**TASK REQUIREMENTS:** Please copy out all lines of the entries that contain the word "blank".
── EXCERPTED DATA ──
PR #293, opened 2026-08-31
Parameterise the docs-version grep so it cannot decay into a false clean, and correct the recurrence claim

monkopedia-coder:
Three documentation nits found by the reviewer of #292, all in the release-process docs that PR reconciled. Docs only — no code, no build files, no version files.

## 1. The step-1 grep was an instruction that decays into a false "clean"

`CLAUDE.md`'s release step 1 said:

```bash
grep -rn "0\.3\.5" README.md docs-site/docs/   # previous released version
```

**That literal was already false** — 0.3.6 shipped on 2026-08-30, so `0.3.5` is no longer the version being superseded. At the 0.3.7 cut it returns **zero hits**, which reads as *"the docs are already clean"* and skips the very step the block exists to enforce. This is the empty-grep failure occurring inside the document written to prevent it.

The mechanism/disposition split matters here: `com.monkopedia.kodemirror:<module>` is a fact about the artefact and stays true, so it can stay literal; *"the previous release is 0.3.5"* is a fact about a queue and is false at the next cut. They must not be baked into the same command.

The command now derives the version from the tag list, which the release process itself maintains, so it cannot go stale:

```bash
PREV=$(git describe --tags --abbrev=0 --match 'v*' | sed 's/^v//')
echo "superseding: $PREV"                    # positive control: must name the last release
grep -rn "$PREV" README.md docs-site/docs/
```

and the surrounding text now says plainly: **zero hits means `$PREV` is wrong, not that the docs are clean** — the empty result is the failure mode, not the pass condition, so read the control line before believing it.

Verified on this checkout: the command prints `superseding: 0.3.6` and finds **33** hits, matching the 33 occurrences #292 recorded bumping.

`docs/release-checklist.md` §2 gets the same form. Its `# Replace 0.3.5 with the version being superseded` was already substitutable — which is why it was the model — but it carried a literal that had likewise gone stale, so both files now derive rather than hardcode, and neither can decay.

## 2. The recurrence list was understated — corrected against history

The merged text claimed omitting the docs bump *"left the published docs advertising a superseded version after the 0.3.3, 0.3.4 and 0.3.6 cuts."* Measured rather than assumed, by reading the actual docs coordinates out of every release tag:

| tag | `README.md` says | `docs-site/` says | stale? |
|---|---|---|---|
| v0.1.0 | 0.1.0 | 0.1.0 | correct |
| v0.2.0 | 0.1.0 | 0.1.0 | **stale** |
| v0.3.0 | 0.1.0 | 0.1.0 | **stale** |
| v0.3.2 | 0.1.0 | 0.1.0 | **stale** |
| v0.3.3 | 0.1.0 | 0.1.0 | **stale** |
| v0.3.4 | 0.1.0 | 0.1.0 | **stale** |
| v0.3.5 | 0.1.0 | 0.1.0 | **stale** |
| v0.3.6 | 0.3.5 | 0.3.5 | **stale** |

**Positive control**: the v0.3.6 row reads `0.3.5`, not `0.1.0` — the probe distinguishes states rather than printing one constant.

So it is **every release cut after the first**, seven of them, not three. Corroborated from the other direction: only **three** commits in the repo's whole history have ever changed a published version coordinate in these files — `f975188d` (v0.1.0 prep, 2026-04-03), `456172b6` (#192/#203, 2026-07-27, `0.1.0` → `0.3.5`) and `97eb7afa` (#292, 2026-08-31, `0.3.5` → `0.3.6`). #192 was indeed the first PR ever to bump them, and it landed mid-cycle rather than at a cut.

Note this is also broader than the reviewer's own correction, which added "0.3.0–0.3.2 and 0.3.5" but omitted **v0.2.0**. v0.2.0 is in the table above and was equally stale.

(`0.3.1` is excluded deliberately: it has a CHANGELOG section and a version-bump commit but no tag, and `kodemirror-bom-0.3.1.pom` answers `404` on `repo1.maven.org` where every other version answers `200` — a burned version, not a cut.)

Corrected in `CLAUDE.md` step 1 and in the `[Unreleased]` CHANGELOG entry that carried the same wrong claim.

## 3. The residual disagreement between the two docs

`docs/release-checklist.md` §9 marked **"Announce" optional**; `CLAUDE.md` step 5 ("Notify downstream consumers") did not. #292 established that `CLAUDE.md` wins and the checklist may add detail but not contradict, so this is **resolved in `CLAUDE.md`'s direction**: §9 is now "Notify downstream consumers", not optional, with the discretion moved to where it actually belongs — *which* channels (Reddit, the kmp-awesome PR) are a judgement call; telling consumers at all is not.

## Observation: §8 and the current version files (no change made here)

`main` currently reads `version = "0.3.6"` in **both** `convention-plugins/src/main/kotlin/kodemirror.library.gradle.kts` and `kodemirror-bom/build.gradle.kts` — not `0.3.7-SNAPSHOT`. The post-release SNAPSHOT bump described in checklist §8 has not been done after v0.3.6.

**No version file is touched by this PR** — that is a separate change with publish implications. But for the record, §8 as written does **not** describe what actually happens. Per-release, from the diffs:

- v0.1.0 → `0.2.0-SNAPSHOT` — deliberate (`2b2584e6`)
- v0.2.0 → `0.2.1-SNAPSHOT` — deliberate (`c18b48e6`)
- v0.3.0, v0.3.2 → no SNAPSHOT bump; next change went straight to the following release version
- v0.3.3 → `0.3.4-SNAPSHOT` — deliberate (#159), a week after the tag
- v0.3.4 → no SNAPSHOT bump; `e0a84069` went `0.3.4` → `0.3.5` directly
- v0.3.5 → `0.3.6-SNAPSHOT` — **incidental**, carried inside the unrelated Compose-migration PR `9104fb88` (#182/#183), not as a post-release step
- v0.3.6 → nothing yet; current state

So §8 has been followed as a deliberate step **3 times out of 8 releases**. Flagging it rather than editing it, since deciding whether §8 should be enforced or dropped is a process call, not a doc nit.

## Verification

- The parameterised command was run on this branch: `superseding: 0.3.6`, 33 hits.
- Recurrence table read out of the tags themselves, with a positive control (the v0.3.6 row differs).
- CHANGELOG compared **per section in Python** (not a shell filter — `ugrep` reads a bullet's leading `-` as an option): only `[Unreleased]` differs; `[0.3.6]` and every older published section are byte-identical to `origin/main`. The comparator was control-checked by asserting `[Unreleased]` *does* differ.
- mkdocs: **confirmed not applicable rather than assumed.** `docs-site/mkdocs.yml` has `pymdownx.snippets` with `base_path: ["..", "."]`, so the site *can* reach outside its tree — but all **30** snippet directives in `docs-site/docs/` target `samples/showcase/...` (30 of 30 accounted for), and none reference `CLAUDE.md`, `docs/` or `CHANGELOG.md`. No edited file is consumed by the site build.
- No closing keyword in the body or the commit message, scanned with a control that was shown to fire (`Fixes #268` → 1 hit; the real text → 0). **#268, #280, #286, #288, #290 are untouched.** No open issue tracks these nits.


monkopedia-reviewer (approved):
Reviewed at head `1a5849c4` (the brief named `f683535b`; that is the first of two commits — the second adds the CHANGELOG entries. No prior reviews exist, and `author.date == committer.date == 2026-08-31T13:16:50Z`, so no rebase/force-push pin rewrite is in play).

The whole point of this PR is that a check can fail into looking clean, so I did not read the new command — I ran it, and I ran it broken.

## 1. Break the derivation: does it read as clean?

**No. It floods, in three independent ways, and none of them can be mistaken for a pass.**

| how I broke it | `git describe` | control line | grep hits |
|---|---|---|---|
| baseline, worktree at PR head | `v0.3.6` | `superseding: 0.3.6` | **33** |
| `--match 'zzz*'` (no matching tag) | `fatal: No names found` | `superseding: ` *(blank)* | **5817** |
| `git clone --depth 1 --no-tags` (shallow, 0 tags) | `fatal: No names found` | `superseding: ` *(blank)* | **5792** |

`PREV=""` makes `grep -rn "" README.md docs-site/docs/` match **every line of every file**. The brief's hypothesis was *"matches every line, or nothing, depending on invocation"* — measured, it is always the flood: `fatal:` on stderr, a visibly blank control line, and ~5800 lines of output where a real run prints 33. **The empty-parameter case fails loud, not open.** That is the opposite of the defect this PR fixes, and it is the answer to the review question.

## 2. The residual silent path — and it is the one the prose actually guards

`git describe --tags --abbrev=0` returns the nearest tag *reachable from HEAD*, so the interesting case is not an empty `$PREV`, it is a **wrong non-empty** one. Run from the wrong place:

```
/home/jmonk/git/kodemirror      branch release/0.3.4   -> superseding: 0.3.3
/tmp/.../wt-old                 detached at v0.3.5     -> superseding: 0.3.5
```

`grep -rn "0.3.3"` against today's docs returns **0 hits** — indistinguishable, *by hit count alone*, from clean. **This is the only path that can read as clean, and it is exactly the one the new prose names**: *"Zero hits means `$PREV` is wrong — not that the docs are clean"*, plus *"read the control line before believing it."* The control is not decoration: it prints `superseding: 0.3.3`, and the reader is told, in the imperative, to read it before believing the empty result. Guard present, pointed at the right failure, erring safe.

And I checked the good case too, because a guard that only ever fires is not a guard:

```
/home/jmonk/git/km-wt-036       branch release/0.3.6   -> superseding: 0.3.5   <- correct
```

Release branches in this repo are cut from `main` at the version-bump commit, so `git describe` from the branch a release is *actually* cut on names the immediately-previous release. **It gives the right answer from the place the work happens**, including from a worktree — worktrees share the object store and refs, so tags are never missing there.

## 3. Two-sided test

| direction | setup | `$PREV` | hits | verdict |
|---|---|---|---|---|
| must go **RED** | docs at `0.3.6`, cutting `0.3.7` | `0.3.6` | **33** | RED |
| must stay **green** | docs already bumped to `0.3.7` | `0.3.6` | **0** | green |

Sanity on the green arm: `grep 0.3.7` finds 33, so the bump landed and the file set is the same one — the zero is a real absence, not an empty search. **The grep itself is correctly two-sided; it does not redden on both.**

## 4. Recurrence claim — instances, not a number

Reproduced independently by reading the coordinates out of every tag rather than taking the table:

```
v0.1.0   README=[0.1.0]  docs-site=[0.1.0]     correct at its own cut
v0.2.0   README=[0.1.0]  docs-site=[0.1.0]     stale
v0.3.0   README=[0.1.0]  docs-site=[0.1.0]     stale
v0.3.2   README=[0.1.0]  docs-site=[0.1.0]     stale
v0.3.3   README=[0.1.0]  docs-site=[0.1.0]     stale
v0.3.4   README=[0.1.0]  docs-site=[0.1.0]     stale
v0.3.5   README=[0.1.0]  docs-site=[0.1.0]     stale
v0.3.6   README=[0.3.5]  docs-site=[0.3.5]     stale
```

**Seven instances, every cut after the first** — matches the PR exactly. Positive control: the probe is not printing one constant (v0.3.6 reads `0.3.5`) and is not simply always-stale (v0.1.0 reads correct).

Corroborated from the other direction by walking first-parent history of `README.md` + `docs-site/docs` and reporting every commit where the coordinate-version set changes: `f975188d` (v0.1.0 prep, `0.1.0-SNAPSHOT` → `0.1.0`) / `0d158ab1` (same-day README half) → `456172b6` (#192/#203, `0.1.0` → `0.3.5`) → `97eb7afa` (#292, `0.3.5` → `0.3.6`). #192 was indeed the first PR ever to bump them, mid-cycle.

`0.3.1` exclusion holds, checked in both directions: no `v0.3.1` tag, and on `repo1.maven.org` `kodemirror-bom-0.3.1.pom` → **404** while `0.3.5` → 200, `0.3.6` → 200 and a fabricated `0.9.9` → 404. A burned version, not a cut.

## 5. Fix 3, version files, CHANGELOG

- **Fix 3 landed, in the direction #292 established.** §9 `Announce (optional)` → `### 9. Notify downstream consumers` / *"Not optional — this is `CLAUDE.md`'s release step 5"*, with the discretion narrowed to *which* channels. `CLAUDE.md` wins; the checklist adds detail without contradicting.
- **No version file touched.** The PR changes exactly `CHANGELOG.md`, `CLAUDE.md`, `docs/release-checklist.md`. `origin/main` does read `version = "0.3.6"` in both files, and the PR records that as an observation rather than acting on it. Correct call — that carries publish implications.
- **CHANGELOG `+4/−1`, and the `−1` is inside `[Unreleased]`.** Compared per section in Python (not a shell filter): 11 sections both sides, **only `## [Unreleased]` differs; the other 10 are byte-identical**, `## [0.3.6] - 2026-08-30` among them. Comparator control-checked in both directions — it reports `[Unreleased]` as differing, and a planted edit inside `[0.3.6]` as detected. The `−1` is the #292 bullet's own recurrence sentence, which is unpublished and is precisely the claim being corrected.

## 6. Issues, and the mkdocs question

`closingIssuesReferences` polled to **11 consecutive identical reads: `[]`**. #268, #280, #286, #288, #290 all confirmed **OPEN** and unrelated. My keyword scan over body + both commit messages returns exactly **1** hit, and it is the body's own verification line quoting `` `Fixes #268` `` inside a code span as its control — inert per this repo's probe matrix, and the field agrees. The detector was shown to fire (appending a bare `Fixes #268` took it 1 → 2).

mkdocs **confirmed inapplicable, not assumed**: `docs.yml` triggers only on `push` to `main` under `docs-site/**`, `**/src/{commonMain,wasmJsMain}/**`, `samples/showcase/**` — it does not run on PRs at all, and this PR touches none of those paths. And on the snippets escape hatch: `base_path: ["..", "."]` does let the site reach outside its tree, but all **30 of 30** `--8<--` directives target `samples/showcase/...`; none names `CLAUDE.md`, `docs/` or `CHANGELOG.md`. Exclusion grep positive-controlled (a synthetic `--8<-- "CLAUDE.md"` matches).

## Two nits, neither blocking

1. **The bald sentence is slightly over-strong.** *"Zero hits means `$PREV` is wrong — not that the docs are clean"* is false in one legitimate case: the docs bumped mid-cycle, `$PREV` correct, docs genuinely clean — which **has happened in this repo** (#192/#203 landed the bump mid-cycle, not at a cut). The very next clause repairs it (*"read the control line before believing it"* is the actual discriminator), and the error direction is safe — it costs an extra look, it never skips the step. But it is the sentence a future reader could "fix" by weakening.
2. **The escaping was dropped.** The old form was `grep -rn "0\.3\.5"`; the derived form interpolates `$PREV` unescaped, so `.` is a regex any-char. Measured on the real files: escaped and unescaped both return 33 and the hit sets are byte-identical (`diff` empty) — and a synthetic control confirms the over-match is real in principle (`0x3y6` matches unescaped, not escaped). Over-matching biases toward **more** hits, i.e. toward RED, which is the safe direction here. Cosmetic.

Also cosmetic: `CLAUDE.md` writes the historical-reference examples as `"changed in <that version>"` while the checklist writes `"changed in $PREV"` — the latter reads for a moment as if the docs literally contain `$PREV`. The `<that version>` form is clearer, and these two documents being consistent is the subject of the PR.

Worth noting in the artefact's favour: the checklist keeps a second, **derivation-independent** gate right after the bump — `grep -rEn "com\.monkopedia\.kodemirror:[a-z-]+:[0-9]"` lists every coordinate regardless of `$PREV`. If the derivation ever does go wrong, that block still catches it.

## Verdict

The change does what it claims, and — the part that mattered — **it does not reintroduce the defect it fixes one level up.** Broken derivation floods rather than reading clean; the one genuinely ambiguous outcome is explicitly named as a failure with a control the reader is told to act on; `git describe` gives the correct answer from a release branch and from a worktree; the check is two-sided; and the corrected recurrence claim reproduces instance-by-instance with controls in both directions. Docs-only, no version files, published CHANGELOG history untouched, no issue armed for closure.

CI green on the real GitHub checks, not a local re-run: **`check` pass (16m32s), `check-macos` pass (14m19s), `check-ios` pass (15m44s)** — the three contexts `main`'s branch protection actually requires (`["check","check-macos","check-ios"]`), plus `lint` pass. `Instrumented tests (emulator)` is red, which is the known non-gating #275 red and not a required context; read from the notice line rather than substring-matched, it reports `##[notice]Android instrumented: **93 executed**, 13 failed, 0 skipped` — a pre-existing suite failure a markdown-only PR cannot have caused.

**APPROVED**, squash-merging.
───
**ANSWER SECTION:**
| `--match 'zzz*'` (no matching tag) | `fatal: No names found` | `superseding: ` *(blank)* | **5817** |
| `git clone --depth 1 --no-tags` (shallow, 0 tags) | `fatal: No names found` | `superseding: ` *(blank)* | **5792** |
`PREV=""` makes `grep -rn "" README.md docs-site/docs/` match **every line of every file**. The brief's hypothesis was *"matches every line, or nothing, depending on invocation"* — measured, it is always the flood: `fatal:` on stderr, a visibly blank control line, and ~5800 lines of output where a real run prints 33. **The empty-parameter case fails loud, not open.** That is the opposite of the defect this PR fixes, and it is the answer to the review question.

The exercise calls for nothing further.